Juan Pablo II, como se sabe, es el Papa que emitió la Carta Encíclica Dives in Misericordia, sobre la Misericordia de Dios, dada a conocer el 30 de noviembre de 1980; y Polonia es el país en el que se originó la Devoción a la Divina Misericordia, de donde se propagó al mundo entero a partir de 1930, la cual recuerda que Dios es misericordioso y perdona, por lo que las personas también deben ser misericordiosas y perdonar.

“Cada cierto tiempo necesitamos detenernos, subir los ojos al cielo y recordar que no somos nosotros los dueños del mundo y de la vida. Necesitamos contemplar el cielo, las montañas, el mar; oír la fuerza del viento, la voz de las grandes aguas... Como solía hacer San Juan Pablo II, a quien recordamos precisamente ayer”, reflexionó Monseñor Vokal.

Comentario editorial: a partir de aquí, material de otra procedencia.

PR #860, opened 2024-01-08
Improve Request Queue Behavior #6

slugzero:
This is the 6th and final PR in a series to implement https://github.com/Koenkk/zigbee2mqtt/issues/17177.

It removes the special behavior for `sendWhen=fastpoll` devices (https://github.com/Koenkk/zigbee-herdsman/commit/568abc3d2118531c1713180d06eaadefaca2f44b). I.e. the same queue behavior is now consistently used for all devices according to their `pendingRequestTimeout` and per-request `sendPolicy`.

The rest of the PR is cleanup: After the removal of the special behavior, `sendWhen` is not used anywhere any more and therefore I removed it from the request queue. To maintain backwards compatibility, I added conversion functions for the public interfaces. I also added tests for these functions and removed some other now-obsolete tests.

El prelado polaco advirtió que el vivir en medio de las cosas artificiales creadas por el ser humano, “poco a poco cambia nuestra percepción de la realidad y de nosotros mismos”; y, “sin darnos cuenta, nos olvidamos de dónde estamos y de quiénes somos, perdemos el sentido de nuestra verdadera dimensión”.

En esta parte de la meditación, Monseñor Vokal contrastó esa especie de dicotomía del ser humano: su pequeñez y, a la vez, su grandeza.

Efectivamente, el ser humano es como una brizna de hierba –cita al profeta Amós–; somos “casi nada”, pero “nuestro corazón es capaz de lo infinito”.

Es decir, “entre todas las criaturas creadas por Dios, nosotros, los seres humanos, somos los únicos en reconocer y a veces oír, la omnipotencia de Dios, y ver su incomprensible grandeza en todo, en su amor que se presenta, blando, compasivo, como el de una madre para sus hijos pequeños y frágiles”, subrayó el Obispo polaco.

Monseñor Vokal concluyó su meditación con un llamado a la Misericordia y rogó por la intercesión de San Juan Pablo II para que “siempre seamos más misericordiosos, como lo es nuestro Padre celestial”.